What is Lipschitz constant? Lipschitz constant of a function is a measure of how fast the function can change. Intuitively, given a linear classifier and a mean squared loss function, the loss function is quadratic in the input and thus its Lipschitz constant is two. A slow changing loss function has a smaller Lipschitz constant and thus lower error (for a given sample size) or lower sample size (for a given error). A key realization here is that all the information about the machine learning model that is required for sampling can be captured in this single Lipschitz constant. For many statistical machine learning models, the Lipschitz constant can be easily determined; for many deep learning models the Lipschitz constant can be empirically determined. Even with an approximate estimate of this constant, the sampling procedure is known to heuristically achieve good results.

Coresets, besides being a method of data sampling at the network edge, can revolutionize how value of information can be computed. In a crowdsourced environment with multiple data sources, it is often challenging to assess the value of information from each data source. The central cloud can periodically publish the coreset based on collected (sampled) data from multiple edges; this allows an edge to measure of the novelty (value) of its newly collected data with respect to the data already available in the central cloud. This measure of novelty can not only be used by the edge to filter redundant data (data with low novelty), but can also be used to compensate the data source based on the true richness and diversity of the data.

In addition to being a method of sampling, coresets also serve as a bridge to data privacy. Differential privacy is a well known technique for publicly sharing information about a dataset while withholding information about individuals in the dataset. Coreset-based techniques support injection of noise to the samples, in order to obtain a differentially private coreset. This opens up the possibility of crowdsourcing machine learning data from multiple edges, while protecting data privacy.

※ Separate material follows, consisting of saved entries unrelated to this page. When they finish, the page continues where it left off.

PR #383, opened 2026-08-17
test(e2e): Hostname migrate keeps Ready pod UID

### LINKED ISSUE #365: networking: discovery preferredEndpointType and clusterDomain

daanvinken:
e2e for #378. Does not close #365.

### Summary

Kind coverage for Hostname discovery migrate:

1. Create a 1-shard IP-announce cluster and wait until Ready.
2. Pause the operator, restore a legacy per-node `serviceName` with orphan recreate, unpause.
3. The original Ready pod UID stays. Announce stays IP.
4. Patch `preferredEndpointType: Hostname`. Hostname flags and a trailing-dot FQDN are allowed only on a later pod (new UID).
5. Assert `cluster-preferred-endpoint-type hostname` and `CLUSTER SLOTS` hostname.

Operator code is already on main via #378. This PR is the e2e only.

### Limitations

- Not the #365 multi-shard TLS Hostname client e2e (cert SANs, re-dial without skip verify).
- A 1-shard cluster writes Hostname and WorkloadRevision in one ValkeyNode update. This spec does not fake a deferred revision window.

### Testing

- `go test -tags=e2e -c ./test/e2e/`
- `go test -tags=e2e ./test/e2e/ -ginkgo.label-filter=Discovery` on Kind

### Checklist

Signed-off-by: daanvinken <daanvinken@tythus.com>


daanvinken:
These are the E2E tests that build on top of https://github.com/valkey-io/valkey-operator/pull/378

Returning to the ambulance use case, using the coreset technique, a small subset of the data can be used to train the models on identifying traffic jams or variation on patient’s health conditions etc. Coresets are able to identify the right set of data that needs to be transferred from the edge servers to central distribution points for further analysis or model training. Unnecessary data is discarded to reduce storage and computation at the edge and the network is not flooded with data, as only essential data is transferred.

The wide spread adoption of coresets as an edge AI function can accelerate data collection, training, and post deployment monitoring of machine learning models across multiple 5G/Edge scenarios. There are many other data related issues that the edge introduces. For example, how do we learn about the cohort of people that has a similar condition on an edge node without sharing the raw data at the edge node? While an option is that each edge node shares a coreset with the central server, an alternative approach is federated Learning which forms distributed cohorts and creates a global model without revealing raw personal data. Our next blog will examine Federated Learning Algorithms to enable you to implement robust edge data management solutions, which can work together with coresets to benefit from both techniques.


H. Lu, M.-J. Li, T. He, S. Wang, V. Narayanan, K. Chan, “Robust Coreset Construction for Distributed Machine Learning,” IEEE Journal on Selected Areas in Communications, vol. 38, no. 10, Oct. 2020.